One possibility could be some sort of Speaker Boundary Interference Response difference between the two speakers. Do the two speakers crossover at the same point, and are the woofers mounted at the same height? Is their -3dB response at a similar frequency? Are the CMs in exactly the same position the 602's were? Inches can matter. Has your main listening position changed at all? Have you changed the position of any other furnishings in the room?
This tool could provide you with some insight. Compare the two speakers using the calculator and see if anything stands out.

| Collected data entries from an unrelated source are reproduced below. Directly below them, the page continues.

PR #462, opened 2021-04-27
DCD-1179: Use PSQL query to deduce DB version

errcode1202:
Vulnerability mitigation by removing the vulnerable dependencies 😛 

Reported vulnerability: https://snyk.io/vuln/SNYK-JAVA-IONETTY-564897

### DIFF
--- a/core/src/main/kotlin/com/atlassian/migration/datacenter/core/db/PostgresClientTooling.kt
+++ b/core/src/main/kotlin/com/atlassian/migration/datacenter/core/db/PostgresClientTooling.kt
@@ -16,20 +16,16 @@
 package com.atlassian.migration.datacenter.core.db
 
 import com.atlassian.migration.datacenter.core.application.ApplicationConfiguration
-import com.impossibl.postgres.jdbc.PGDriver
 import net.swiftzer.semver.SemVer
 import org.slf4j.LoggerFactory
 import java.nio.file.Files
 import java.nio.file.Path
 import java.nio.file.Paths
-import java.sql.SQLException
-import java.util.*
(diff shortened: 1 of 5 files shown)


nanux:
Doesn't look there is any change at all?

core/src/main/kotlin/com/atlassian/migration/datacenter/core/db/PostgresClientTooling.kt
```diff
@@ -86,26 +83,40 @@ class PostgresClientTooling(private val applicationConfiguration: ApplicationCon
...
+        
+        try {
+            /*
+             * pg_dump availability is a hard requirements on this plugin. 
+             * If pg_dump is available we can assume psql will also be available.
+             * 
+             * The pg_dump utility is obtained by installing a postgres
+             * client library. These clients typically include psql.
+             */
+            val proc = ProcessBuilder("/usr/bin/psql",
```
nanux, line 102: Is it always on this path? Is it possible that different distributions are not installing it to a different destination?

errcode1202: The intention is to actually dynamically look this up. I wanted to get opinions first on this approach (to fix the vulnerability) before sinking more time into it.

errcode1202: I've update the code to take this into account.

nanux (approved):
LGTM, pending build results.

tarka (approved):

PR #463, opened 2021-04-29
DCD-1178: Information disclosure vulnrability mitigation and Snyk GitHub action update

errcode1202:


.github/workflows/snyk_security_v2.yml
```diff
@@ -0,0 +1,20 @@
+name: Snyk Security Scan V2
```
nanux, line 1: Is the plan to remove https://github.com/atlassian-labs/dc-migration-assistant/blob/master/.github/workflows/snyk_security.yml ?

.github/workflows/snyk_security_v2.yml
```diff
@@ -0,0 +1,20 @@
+name: Snyk Security Scan V2 
+
+on:
+  push:
+    branches:
+      - secrets.MAIN_BRANCH_REF
```
nanux, line 6: Can we run this on each branch or that would be excessive? We don't do a lot of development on the repo currently, so if you are working in a branch and then open PR, it won't run snyk scan. You then merge the PR and we run the scanner there - as it might not have run for a long time (no scheduled trigger), there is a non-trivial chance it will fail on `master`.

.github/workflows/snyk_security_v2.yml
errcode1202: If this one works

.github/workflows/snyk_security_v2.yml
errcode1202: No I dont think it would be excessive at all. In fact I want to know if Ive introduced a security issue before merging it into master. Ive updated the Snyk action so that we run it on push. This then generates a [SARIF](https://docs.github.com/en/code-security/secure-coding/sarif-support-for-code-scanning) file which is consumed by GitHub and is viewable under Security>Code scanning alerts i.e.

image

Once we have cleaned up all of the `severe` security issues I want to add an action that will fail the master branch should any new severe vulnerabilities make it through PRs without being remediated. But like I say we need to start with a clean slate before doing this.

pom.xml
```diff
@@ -556,7 +556,7 @@
         <sal.version>4.0.0</sal.version>
         <slf4j.version>1.7.30</slf4j.version>
         <soy.version>5.0.0</soy.version>
-        <spring.version>5.0.10.RELEASE</spring.version>
+        <spring.version>5.4.5</spring.version>
```
errcode1202, line 559: Actual fix for:

https://bulldog.internal.atlassian.com/browse/DCD-1178

.github/workflows/snyk_security.yml
```diff
@@ -1,20 +1,18 @@
...
         env:
           SNYK_TOKEN: ${{ secrets.SNYK_TOKEN }}
         with:
-          command: monitor
-          args: --all-projects --exclude=templates
+          args: --all-projects --exclude=templates --sarif-file-output=snyk.sarif
+      - name: Upload result to GitHub Code Scanning
+        uses: github/codeql-action/upload-sarif@v1
+        with:
+          sarif_file: snyk.sarif
```
nanux, line 18: TIL

nanux (approved):

PR #473, opened 2021-07-13
Extend snyk security exceptions by 1 month

errcode1202:


nanux:
@errcode1202 seems there are still some vulnerabilities - https://github.com/atlassian-labs/dc-migration-assistant/runs/3236161855?check_suite_focus=true

There is also `You have reached your monthly limit of 200 private tests for your atlassian org.` which I am not sure if it takes the build down.

PR #26, opened 2020-07-22
Connecting frontend to backend

scarletnguyen13:


client/src/components/SentimentAnalysis/Helpers.js
```diff
@@ -8,12 +8,14 @@ const AnalysisInput = props => {
```
rob-marcus, line 8: Please add a JSDoc somewhere to this with background on what this is doing/why/general context.

client/src/components/SentimentAnalysis/SentimentAnalysis.js
```diff
@@ -1,32 +1,53 @@
...
 
-  const {
-    mockContentTerms,
-    mockHeaderTerms,
-    mockHeaderScore,
-    mockHeaderMagnitude,
-    mockContentScore,
-    mockContentMagnitude,
-  } = MOCK_DATA;
+  const submitForm = e => {
```
rob-marcus, line 27: `e` is a bad name.

client/src/components/SentimentAnalysis/Helpers.js
kirakira0: +1

scarletnguyen13: It's just a textarea so I thought it's already self-explainatory :-?

rob-marcus: I mean in reference to the entire doc. The title `helpers` doesn't really tell us what's in the code, and it's good style to just have a JSdoc giving an overview without having to dissect the code/what is being returned.

PR #29, opened 2020-07-23
Fixed memory leak

rob-marcus:
**UPDATE**
- I have isolated the tab crashing error to geocharts. The following is still an error, but was not the root cause for the tabulating error. 

**Production problem:** 
- Going to `Ads Search` or `Sentiment Analysis` from `Data Visualization` tab will yield the following error: 
```
react-dom.production.min.js:196 TypeError: n is not a function
    at react-dom.production.min.js:199
    at e.unstable_runWithPriority (scheduler.production.min.js:18)
    at Wi (react-dom.production.min.js:120)
    at yu (react-dom.production.min.js:199)
    at bu (react-dom.production.min.js:204)
    at bs (react-dom.production.min.js:249)
    at e.unstable_runWithPriority (scheduler.production.min.js:18)
    at Wi (react-dom.production.min.js:120)
    at gs (react-dom.production.min.js:244)
    at os (react-dom.production.min.js:223)
```
**Bug solution:**
- I was unable to replicate this particular error or crash in a test environment when rendering only the scatter plot. But replicating the journey yielded a consistent memory leak error in the dev env.: 
```
index.js:1 Warning: Can't perform a React state update on an unmounted component. This is a no-op, but it indicates a memory leak in your application. To fix, cancel all subscriptions and asynchronous tasks in a useEffect cleanup function.
    in ScatterPlot (at Visualization.js:18)
    in div (at Visualization.js:30)
    in div (created by Context.Consumer)
    in ScreenClassResolver (created by Col)
    in Col (at Visualization.js:29)
    in div (created by Row)
    in Row (at Visualization.js:27)
    in div (created by Context.Consumer)
    in ScreenClassProvider (created by Context.Consumer)
    in ScreenClassResolver (created by Container)
    in Container (at Visualization.js:25)
    in div (at Visualization.js:23)
    in Visualization (at header_constants.js:10)
```
- I'm guessing that this is the issue, and the dev env. just isn't crashing as fast due to probably a lot more memory available. 

Anyway, this was a pretty simple fix for the dev error. If I'm right that the two errors are connected than this should solve the tabbing problem. Otherwise still good to get rid of a memory leak. 

**Why does this fix work?** 
- I believe having `advertisers` in the array forces the `useEffect` function to essentially listen/check for updates on `advertisers`. If an update is detected, `useEffect` executes again. Since `advertisers` is being updated by `useEffect`, this creates a cycle and chews through memory (maybe. don't really understand memory leaks or the prod error, couldn't find a lot of information about it as it pertains to react hooks, but it seems reasonable.) 
- Removing `advertisers` removes the cycle, so no more memory leak. 

**How to avoid a repeat in the future?**
- Test prod. 

Note: there's a separate error that follows the pattern `Error: <line> attribute y1: Expected length, "NaN".` I'm still working on that, and I don't believe it's related to the page crashing.


client/src/components/Visualization/charts/ScatterPlot.js
```diff
@@ -86,7 +86,7 @@ function useAdvertisers(year, queryLimit) {
 
         setAdvertisers(newAdvertisers);
       });
-  }, [advertisers, year, queryLimit]);
```
ailemeo, line 89: So what exactly is the variable used for?

rob-marcus: tl;dr: `advertisers` is a state variable tracking the current state of `advertisers` data loaded in from the API, and is set by `setAdvertisers` in `useEffect` . This variable is then returned by `useAdvertisers`.  

[react state hook](https://reactjs.org/docs/hooks-state.html)

ailemeo: I get it now. useState gives [currentState, functionToOverwriteTheCurrentState]

PR #33, opened 2020-07-29
Word cloud

rob-marcus:
image

Background: 
- One bit of feedback from UX demo suggested a word cloud feature could be interesting. 
- Two basic ways to implement word cloud. 
  - Part of data visualization?
  - Part of search page? 
  - Each has +'s and -'s.
- Ultimately chose to integrate with search page. Why? 
   - Let's look at what word cloud feature would look like under data visualization: 
     - Short time frame to develop, has to be somewhat simple. But... 
     - Much more complex/less fluid user integration/interactivity.
       - User customizability can only be as complex as a guaranteed successful firestore query (i.e., not very complex at all, somewhat hard coded)
          - Maybe something like `see word cloud for ads from $state_x`. Anything else would get too complicated, fast. 
          - So size of user customization space is quantifiably small     
      - How to handle word cloud population? Could either do ahead of time (cloud funcs) or just in time (100% client side, big queries, slow)
         - Either way, a lot of infrastructure stuff to develop to enable something fairly limited in scope/user utility. 
   - Doing word cloud with the search page: 
     - Massive user customization and interactivity.
     - Faster than querying Firestore with data visualization (no additional querying being done, just reading from `DOM` eod.)   
     - Generate word cloud from first page of search results.
        - Make a word cloud of the most useful data (how many people care about page 2 of google? page 3? ...)
     - Still, why only first page? Why not all query responses? 
        - Basically `InstantSearch` frameworks is extremely aggressive with abstracting search results away.
           - Slightly OT, but further impact of this abstraction is that the cleanest and best way to retrieve search results is through the Dom, **not** through the search results code. 
        - Only dealing with what the search returns and is immediately available is the fastest, cleanest, most focused way of doing this. 
        - Maybe in future this would be a reason to consider *not* using `InstantSearch` framework. Overall small tradeoff IMO though.   
      - Another counterpoint: word cloud is good for ingesting lots of data though, no real need to limit it to a small subset. Might miss something? 
           - From personal experimentation, it doesn't really impact the end product. 
           - Played around in a python notebook, and more data doesn't mean better or more comprehensive word cloud. 
           - Basically big advertisers will completely drown out small advertisers, so you end up with something very focused anyway, but also with what appears to be lots of random noise in the background : (. 
           - Maybe could normalize scores or things with something more advanced than just a counter, e.g., tf-idf, but that's very out of scope for right now.  
- EOD, integrating with search is faster and better.


client/src/components/WordCloudModal/GenerateWordCloudValues.js
```diff
@@ -0,0 +1,88 @@
...
+                              'in',
+                              'is',
+                              'it',
+                              'its',
+                              'of',
+                              'on',
+                              'the',
+                              'this',
+                              'to',
+                              '|']);
```
kirakira0, line 28: How did you decide on these words in particular? You have "this" but not "that",  "its" but not "it's", and some conjunctions but not others.

client/src/components/WordCloudModal/GenerateWordCloudValues.js
```diff
@@ -0,0 +1,88 @@
...
+
+/**
+ * Generate the values of a react word cloud based on the current 
+ * algolia search results in the DOM.
+ * Word cloud format is [{ text: word0, value: number0 }, ...] 
+ * @return {Object}
+ */
+const generateWordCloudValues = () => {
+  const searchResultsInnerTextList = 
+      Array.from(document.getElementsByClassName('ais-Hits-item'))
```
kirakira0, line 74: Consider leaving a comment explaining 'ais-Hits-item'

client/src/components/WordCloudModal/WordCloudModal.js
```diff
@@ -0,0 +1,58 @@
...
+import ReactWordcloud from 'react-wordcloud';
+
+import generateWordCloudValues from './GenerateWordCloudValues';
+
+Modal.setAppElement('#root');
+
+const wordCloudOptions = {
+    colors: ['#1f77b4', '#ff7f0e', '#2ca02c', '#d62728', '#9467bd', '#8c564b'],
+    enableTooltip: true,
+    deterministic: false,
```
kirakira0, line 12: Looks like you were going for an alphabetized list, so switch the order of these :)

client/src/components/Search/Search.css
```diff
@@ -21,7 +21,19 @@
   left: 20px;
 }
 
+.button-left {
```
scarletnguyen13, line 24: nit: for better naming, rename to `position-left` and `position-right`

client/src/components/WordCloudModal/GenerateWordCloudValues.js
```diff
@@ -0,0 +1,88 @@
...
+ *              getting search results from the DOM
+ *              and counting instances of individual or hyphenated words
+ *              using a dictionary mapping approach for efficiency.   
+ *              Un-interesting words are filtered from the word cloud.
+ * Date: 7/28
+ * Author: Rob Marcus
+ */
+
+// Set of invalid word cloud words/strings. 
+const INVALID_WORDS = new Set(['',
```
scarletnguyen13, line 13: Maybe store this in a constant file?

client/src/components/WordCloudModal/GenerateWordCloudValues.js
```diff
@@ -0,0 +1,88 @@
...
+
+/**
+ * Make a map relating string words (keys)  
+ * to word cloud formatted json objects (values)
+ * Word cloud format is [{ text: word0, value: number0 }, ...]
+ * For speed, wordMap format is {word0: { text: word0, value: number0 }, ... }
+ * @param {list[string]} wordList search results split space wise
+ * @return {Object}
+ */
+function makeWordMap(wordList) {
```
scarletnguyen13, line 47: nit: `createWordMap` is a more common naming convention - we usually use `create` instead of `make`

client/src/components/WordCloudModal/GenerateWordCloudValues.js
```diff
@@ -0,0 +1,88 @@
...
+      searchResultsInnerTextList.filter(word => isWordValid(word));
+
+  const searchResultsWordMap = makeWordMap(searchResultsFilteredWordList);
+
+  const wordCloudValues = Object.values(searchResultsWordMap);
+  
+  return wordCloudValues;
+}
+
+export default generateWordCloudValues;
```
scarletnguyen13, line 88: if export a function instead of a React component, use `export { generateWordCloudValues };`

client/src/components/WordCloudModal/GenerateWordCloudValues.js
rob-marcus: Experimentally looked at the word cloud and took notes on what words were polluting the chart basically. Have added a clarifying comment.

client/src/components/WordCloudModal/GenerateWordCloudValues.js
```diff
@@ -0,0 +1,74 @@
...
+  wordList.forEach(word => {
+
+    // Remove all non alphanumeric or $-sign characters (i.e., punctuation)
+    // for comprehensive string matching without losing context.
+    const filteredWord = word.replace(/\W$/g, ''); 
+    
+    if(wordMap.hasOwnProperty(filteredWord)) {
+      wordMap[filteredWord].value += 1;
+    } else {
+      wordMap[filteredWord] = { text: filteredWord, value: 1 };
```
andrewlathamgoogle, line 45: text property is redundant since it's also the key

client/src/components/WordCloudModal/GenerateWordCloudValues.js
```diff
@@ -0,0 +1,74 @@
...
+ * @return {Object}
+ */
+function createWordMap(wordList) {
+  const wordMap = {};
+
+  wordList.forEach(word => {
+
+    // Remove all non alphanumeric or $-sign characters (i.e., punctuation)
+    // for comprehensive string matching without losing context.
+    const filteredWord = word.replace(/\W$/g, '');
```
andrewlathamgoogle, line 40: Check if it's blank.
Also you can put isWordValid after this to get rid of words that become invalid words after this substitution.

client/src/components/WordCloudModal/GenerateWordCloudValues.js
rob-marcus: This is a really convenient way of packaging the data for the word cloud format so no further processing is done on the map, just return the map values as a list and it's packaged. I originally did do it how you're suggesting plus some further processing to format again, but this is a fair bit cleaner I think and only a tiny bit non-repetitive.

PR #38, opened 2020-07-30
Similar Ads Feature

kirakira0:
image


client/src/components/SentimentAnalysis/SimilarAds.js
```diff
@@ -0,0 +1,59 @@
...
+  const contentSentiment = `{"score": ${props.contentScore}, "magnitude": ${props.contentMagnitude}}`;
+
+  const [results, setResults] = useState([]);
+  let resultItems = [];
+
+  useEffect(() => {
+    async function fetchSimilarAds() {
+      
+      let similarAdsPromises = [];
+      similarAdsPromises.push(database.collection(COLLECTION)
```
rob-marcus, line 17: Why push this when you can just define the array with it by default, e.g., 
```javascript
let similarAdsPromises = 
    [database.collection(COLLECTION)
             .blah
    ];
```

client/src/components/SentimentAnalysis/SimilarAds.js
```diff
@@ -0,0 +1,59 @@
...
+            .where('headlineSentiment', '==', headlineSentiment)
+            .where('contentSentiment', '==', contentSentiment)
+            .limit(10)
+            .get()
+      ); 
+      let similarAds = await Promise.all(similarAdsPromises);
```
rob-marcus, line 23: Since there is only one promise being awaited you don't really need `Promise.all`.

client/src/components/SentimentAnalysis/SentimentAnalysis.js
```diff
@@ -149,6 +149,11 @@ const SentimentAnalysis = () => {
     setIsModalOpen(true);
   };
 
+  function toString(sentimentValue) {
```
rob-marcus, line 152: since `toString` is already a built in class method, perhaps a different name for clarity?

client/src/components/SentimentAnalysis/SentimentAnalysis.css
```diff
@@ -80,3 +80,52 @@
 .bottom-padding {
   padding-bottom: 40px;
 }
+
+.similar-container {
```
scarletnguyen13, line 84: nit: alphabetizing

client/src/components/SentimentAnalysis/SentimentAnalysis.css
```diff
@@ -80,3 +80,52 @@
...
+  transition: 0.5s;
+}
+
+.similar-ad a:hover {
+  color: black;
+  transition: 0.5s;
+}
+
+h4, #card-description {
+  text-align: center;
```
scarletnguyen13, line 125: Andrew will fight hard for this, just saying lol

client/src/components/SentimentAnalysis/SentimentAnalysis.js
scarletnguyen13: how about `convertSentimentToString(value)`?

client/src/components/SentimentAnalysis/SimilarAds.js
```diff
@@ -0,0 +1,59 @@
...
+import React, { useState, useEffect } from 'react';
+
+const SimilarAds = props => {
+
+  const COLLECTION = 'ads';  
+  const headlineSentiment = `{"score": ${props.headlineScore}, "magnitude": ${props.headlineMagnitude}}`;
+  const contentSentiment = `{"score": ${props.contentScore}, "magnitude": ${props.contentMagnitude}}`;
+
+  const [results, setResults] = useState([]);
+  let resultItems = [];
```
scarletnguyen13, line 11: We can put this locally inside the `useEffect` right before its usage - also, use `const` for `resultItems` since it doesn't reference to another object later

server/src/main/java/com/google/sps/utils/ReportReader.java
```diff
@@ -24,9 +24,9 @@
   private static final String CSV_FILE_PATH = "/output.csv";
   // NUMBER_CSV_HEADER_ROWS helps the parser know what rows to skip when reading the CSV.
   private static final int NUMBER_CSV_HEADER_ROWS = 2;
-  private static final String COLLECTION = "ads";
-  private static final int START_ROW_INDEX = 20001;  // First row sent to processor (inclusive).
-  private static final int END_ROW_INDEX = 25000; // Last row sent to processor (inclusive).
+  private static final String COLLECTION = "dev_ads";
```
scarletnguyen13, line 27: May I ask why you changed this to `dev_ads` instead?

client/src/components/SentimentAnalysis/SentimentAnalysis.css
kirakira0: Haha that's ok I'm not super attached to it. If there's a better alternative I'll gladly use that instead

client/src/components/SentimentAnalysis/SentimentAnalysis.js
```diff
@@ -149,6 +149,11 @@ const SentimentAnalysis = () => {
     setIsModalOpen(true);
   };
 
+  function convertSentimentToString(sentimentValue) {
+    let str = sentimentValue.toString();
+    return (str.includes('.') ? str : str + '.0');
```
andrewlathamgoogle, line 154: What's going on here?  Please add a comment explaining.

client/src/components/SentimentAnalysis/SimilarAds.js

http://tripp.com.au/sbir.htmBut, without a way to measure what your room and speaker are actually doing, it is tough to mitigate the problem. It is pretty much always true that a change in position of either speaker or listening position will make some aspects of speaker room interaction better and others worse. Moving stuff around is therefore a tradeoff. What you need to do is measure the system as it currently stands, and look carefully at REW waterfall plots. You need to understand the correlation between what you are hearing with your ears and what you are seeing with your eyes when looking at the plots. What I am guessing you will see is a nice smooth decay of frequencies above 200-300 Hz, so that those higher frequencies do not persist at a significant dB level longer than 300-400 milliseconds. But below 200-300 Hz, my guess is that you will see some frequencies persist much longer than 300 ms. This is ringing. I've seen frequencies that will not decay for even 1 second or more. This sort of behavior is not going to allow satisfying bass response. Once you take enough measurements with speakers and listening position moved back and forth, you will have an understanding of which peaks and nulls are due to speaker and listening position, and which ones are due to room dimensions. You can't change your room dimensions, but you can change the position of speakers and listening position. Sometimes you can move a speaker boundary null into a room dimension induced peak, thereby causing them to offset one another.
It is just a pure guess on my part, but I see no reason to think that the CM's are not well designed speakers that are not inherently unsuited for use in your room. So it comes down to determining optimal positions first and adding supplemental treatment second. But don't discount the Swarm system. It's just physics. A DBA is "the right way" to address the problem, if at all possible.